Activity:
As the answer, set down the lines below from the one containing "monitor detected input" through the one containing "actorId: getActorId() ||", exactly and inclusively, and no others.

□ □ □ □ □

PR #310987, opened 2026-04-17
Merge conflict: use startsWith for splitter marker detection (diff3/zdiff3 support)

### LINKED ISSUE #310985: Merge conflict: splitter line not recognized when using git diff3/zdiff3 conflict style
## Summary

When using `merge.conflictstyle = diff3` or `merge.conflictstyle = zdiff3`, git can produce `=======` splitter lines with trailing text (e.g., `======= branch-name`). The merge-conflict extension uses strict equality (`line.text === '======='`) to detect the splitter, so any splitter with trailing text is silently skipped.

The result is that the entire conflict is not recognized — it has no decorations, no CodeLens actions, and is effectively invisible to the extension.

## Steps to Reproduce

1. Set `git config merge.conflictstyle zdiff3`
2. Create a merge conflict in a repository
3. Open the conflicting file in VS Code
4. Observe: the conflict has no CodeLens actions (Accept Current Change / Accept Incoming Change) and no conflict decorations

## Expected Behavior

The `=======` splitter should be recognized regardless of trailing text, consistent with how `<<<<<<<` and `>>>>>>>` markers are detected using `startsWith`.

## Root Cause

In `extensions/merge-conflict/src/mergeConflictParser.ts` line 62:

```typescript
// Current (broken for diff3/zdiff3):
else if (currentConflict && !currentConflict.splitter && line.text === splitterMarker) {

// Should be (consistent with all other markers):
else if (currentConflict && !currentConflict.splitter && line.text.startsWith(splitterMarker)) {
```

All other markers (`<<<<<<<`, `|||||||`, `>>>>>>>`) use `startsWith`. Only `=======` uses strict equality, which is inconsistent and breaks diff3/zdiff3 style conflicts.

## VS Code Version

Reproducible in current main branch.

Nedunchezhiyan-M:
Fixes #310985

## What

Changed the splitter marker (`=======`) detection in `mergeConflictParser.ts` from strict equality (`===`) to prefix matching (`startsWith`), consistent with how `<<<<<<<`, `|||||||`, and `>>>>>>>` markers are already detected.

## Why

When `merge.conflictstyle = diff3` or `merge.conflictstyle = zdiff3` is configured, git generates splitter lines with trailing text (e.g., `======= branch-name`). The strict `===` comparison caused these splitters to be silently skipped, meaning the entire conflict was dropped from the parser — leaving the file without any merge conflict decorations or CodeLens actions (Accept Current/Incoming/Both).

Using `startsWith` is the correct approach for all conflict markers, as git always starts them with the fixed prefix but may append branch names or other metadata.

## Testing

- Set `git config merge.conflictstyle zdiff3` in a test repo
- Create a merge conflict
- Open the conflicting file in VS Code
- Verify that CodeLens actions appear on the conflict markers and decorations are shown correctly

### DIFF
--- a/extensions/merge-conflict/src/mergeConflictParser.ts
+++ b/extensions/merge-conflict/src/mergeConflictParser.ts
@@ -59,7 +59,7 @@ export class MergeConflictParser {
 				currentConflict.commonAncestors.push(line);
 			}
 			// Are we within a conflict block and is this a splitter? =======
-			else if (currentConflict && !currentConflict.splitter && line.text === splitterMarker) {
+			else if (currentConflict && !currentConflict.splitter && line.text.startsWith(splitterMarker)) {
 				currentConflict.splitter = line;
 			}
 			// Are we within a conflict block and is this a footer? >>>>>>>


dmitrivMS:
@Nedunchezhiyan-M We should probably add or update a test for this?

dmitrivMS (changes requested):
Please add tests

PR #311011, opened 2026-04-17
Do not move fg terminal to the bg when it needs input, fix regression

meganrogge:
## Root Cause

In #308587, the LLM-based prompt detection in the output monitor was replaced with a simpler `onDidDetectInputNeeded` event. When this event fires during a **foreground** terminal execution, the race handler in `runInTerminalTool` converts the terminal to background mode:

```typescript
isBackgroundExecution = true;
toolTerminal.isBackground = true;
this._sessionTerminalAssociations.delete(chatSessionResource);
```

This was done so "the terminal stays alive for send_to_terminal," but it's unnecessary — `send_to_terminal` already supports foreground terminals via `terminalId`, and the execution stays alive in `_activeExecutions` regardless of fg/bg status.

## Fix

Removed the three lines that promote the terminal to background. The `inputNeeded` handler now returns early with output (so the agent can provide input) but **preserves the terminal as foreground** and keeps the session association intact. Updated the `finally` block condition from `isBackgroundExecution` to `isBackgroundExecution || didInputNeeded` so the execution isn't disposed while the agent handles input.

## Issues Addressed

1. **Terminal proliferation** — Each interactive prompt (password, `[Y/n]`, "press any key") permanently promoted the fg terminal to bg. The next `run_in_terminal` couldn't find a cached fg terminal and spawned a new one. Over a session with multiple interactive commands, terminals accumulated instead of being reused.

2. **Benchmark regression (April 13)** — Extra terminal creation per command adds shell spawn + shell integration setup latency. This directly inflated terminal benchmark times.

3. **Spurious "moved to background" messages** — The result text included `Note: This terminal execution was moved to the background` for terminals that the user expected to remain foreground, since `isBackgroundExecution` was true but `executionOptions.persistentSession` was false.

4. **User-reported premature fg→bg transfer** — Users observed their foreground terminal unexpectedly becoming a background terminal when a command hit an interactive prompt, losing the fg terminal reuse behavior.

### DIFF
--- a/src/vs/workbench/contrib/terminalContrib/chatAgentTools/browser/tools/runInTerminalTool.ts
+++ b/src/vs/workbench/contrib/terminalContrib/chatAgentTools/browser/tools/runInTerminalTool.ts
@@ -1436,14 +1436,12 @@ export class RunInTerminalTool extends Disposable implements IToolImpl {
 
 				if (raceResult.type === 'inputNeeded') {
 					// Output monitor detected the terminal is waiting for input.
-					// Convert to background so the terminal stays alive for send_to_terminal.
+					// Return output to the agent so it can provide input via
+					// send_to_terminal. The terminal stays foreground so it is
+					// reused by subsequent run_in_terminal calls in this session.
 					this._logService.debug(`RunInTerminalTool: Output monitor detected input needed in foreground terminal, returning output to agent`);
 					error = 'inputNeeded';
 					didInputNeeded = true;
-					isBackgroundExecution = true;
-					toolTerminal.isBackground = true;
-					this._sessionTerminalAssociations.delete(chatSessionResource);
-					await this._associateProcessIdWithSession(toolTerminal.instance, chatSessionResource, termId, toolTerminal.shellIntegrationQuality, true);
 					// Read output directly from the execution rather than from pollingResult,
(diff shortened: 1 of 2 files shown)


stasyu2009-ux:
Цей цикл невірно зроблений тому код працює невірно і довго.

stasyu2009-ux:
export const handleFetch = (event: FetchEvent, sw: ServiceWorkerGlobalScope = serviceWorker) => {
  try {
    // Only intercept GET requests
    if (event.request.method !== 'GET') return
    if (!getCurrentUser()) {
      const url = new URL(sw.location.href, sw.location.origin)
      const errorsUrl = url.searchParams.get('errors_url')
      setCurrentUser(url.searchParams.get('current_user'))
      setRelease(url.searchParams.get('release'))
      setActorId(url.searchParams.get('actor_id'))
      if (errorsUrl) {
        initServiceWorkerFailbot({
          errorsUrl,
          user: getCurrentUser() || undefined,
          catalogService: 'github/issues',
          release: getRelease() || undefined,
          actorId: getActorId() || undefined,
        })
      }

connor4312 (approved):

stasyu2009-ux:
Все я перевірив можна відправляти.

stasyu2009-ux:
Все пройшло успішно.

Issue #114425, opened 2021-01-15
VS Code opens folders instead of the file manager on some Linux distros


ishfaqfariq:
I'm using kali linux latest version.And after installing VSC, the drive paths on my desktop are opening in VSC. The paths for drives on my desktop opens just as if its a text file. Its just happing on desktop. I can access my drives from toolbar though. But still its quite strange and uncomfortable. After talking with team, they suggested me to use VSC insider. And due to some reasons, i wasn't able to reply to them for a week. And today i checked and its doing same on both. Kindly Check it out.

https://user-images.githubusercontent.com/30369065/104754725-60b4fd00-577b-11eb-9ad9-6943c8fc3500.mp4

ishfaqfariq:
https://user-images.githubusercontent.com/30369065/104754906-9659e600-577b-11eb-97cb-9f1fe84ec73c.mp4

ishfaqfariq:
[Screencast 2021-01-15 21:47:28.mp4.tar.gz](https://github.com/microsoft/vscode/files/5821880/Screencast.2021-01-15.21.47.28.mp4.tar.gz)

ishfaqfariq:
In case, if you aren't able to see the recording. kindly check this link out:
https://drive.google.com/file/d/1Lr9rsWXRHYwd_SNdRdcOY8TbLjepQ5Zu/view?usp=sharing
I've recorded the issue in it.

Tyriar:
Last I looked into this, distros do all sorts of things when you register a mime type handler in a desktop file. Here is the responsible line, but AFAIK this is how we're meant to do it:

https://github.com/microsoft/vscode/blob/36929d3b59e37cd0f831b5db91c0b29e199143e9/resources/linux/code.desktop#L11

ishfaqfariq:
I'm not much technical, I'm new to this distro too. Can you please explain it more. How can i fix this issue? Or you guys will fix it in new update ?

Tyriar:
Ideally an expert who knows about this will show up to tell us what we're doing wrong. Right now we register as a handler of directories with `inode/directory` above, the question is why are we taking priority over the builtin file manager.

ishfaqfariq:
So things are beyond my league. Sorry I wasn't much of a help.

palexdev:
This must be fixed as a top priority
I can't open folders because VSCode opens instead, this is kinda ridicolous

rzhao271:
[...]

PR #311053, opened 2026-04-17
Add plaintext and directory mimetypes to Linux desktop entry

### LINKED ISSUE #15741: Allow code to open directories in nautilus file manager

Tech-Tac:
This allows users to open files and folders with VSCode directly from their file manager, matching the behavior of other text editing applications on Linux.

Fixes #15741

### DIFF
--- a/resources/linux/code.desktop
+++ b/resources/linux/code.desktop
@@ -8,7 +8,7 @@ Type=Application
 StartupNotify=false
 StartupWMClass=@@NAME_SHORT@@
 Categories=TextEditor;Development;IDE;
-MimeType=application/x-@@NAME@@-workspace;
+MimeType=application/x-@@NAME@@-workspace;text/plain;inode/directory
 Actions=new-empty-window;
 Keywords=vscode;
 


rzhao271 (commented):
Likely needs to be tested across multiple distros, see https://github.com/microsoft/vscode/pull/209510

Tech-Tac:
As long as we are following the standard \[[1](https://specifications.freedesktop.org/desktop-entry/latest/mime-types.html), [2](https://specifications.freedesktop.org/mime-apps/latest/default.html)\], we should be fine.

rzhao271:
I believe we were following those standards before, and then https://github.com/microsoft/vscode/issues/114425 happened.
The issue is we want to register VS Code as an available application for those types but not accidentally become the default application for those types. Your second link seems to suggest a way to register a type as the default, which is the opposite of what we want. The ideal solution would be a post-installation command that establishes our application as not the default for some types.

Tech-Tac:
There is not much we can do in any case, this sounds like bad behavior in the mentioned environment and nothing we can directly influence. We are simply following the spec.

LucasOe:
Users can manually change the default application by editing `~/.config/mimeapps.list`:

```
[Default Applications]
inode/directory=org.gnome.Nautilus.desktop
```

At the very least the desktop entry should contain `text/plain`, so VSCode gets suggested as an option for text files. For reference, Zed has to deal with the same issue: https://github.com/zed-industries/zed/pull/39076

□ □ □ □ □

Exercise result:
 					this._logService.debug(`RunInTerminalTool: Output monitor detected input needed in foreground terminal, returning output to agent`);
 					error = 'inputNeeded';
 					didInputNeeded = true;
-					isBackgroundExecution = true;
-					toolTerminal.isBackground = true;
-					this._sessionTerminalAssociations.delete(chatSessionResource);
-					await this._associateProcessIdWithSession(toolTerminal.instance, chatSessionResource, termId, toolTerminal.shellIntegrationQuality, true);
 					// Read output directly from the execution rather than from pollingResult,
(diff shortened: 1 of 2 files shown)


stasyu2009-ux:
Цей цикл невірно зроблений тому код працює невірно і довго.

stasyu2009-ux:
export const handleFetch = (event: FetchEvent, sw: ServiceWorkerGlobalScope = serviceWorker) => {
  try {
    // Only intercept GET requests
    if (event.request.method !== 'GET') return
    if (!getCurrentUser()) {
      const url = new URL(sw.location.href, sw.location.origin)
      const errorsUrl = url.searchParams.get('errors_url')
      setCurrentUser(url.searchParams.get('current_user'))
      setRelease(url.searchParams.get('release'))
      setActorId(url.searchParams.get('actor_id'))
      if (errorsUrl) {
        initServiceWorkerFailbot({
          errorsUrl,
          user: getCurrentUser() || undefined,
          catalogService: 'github/issues',
          release: getRelease() || undefined,
          actorId: getActorId() || undefined,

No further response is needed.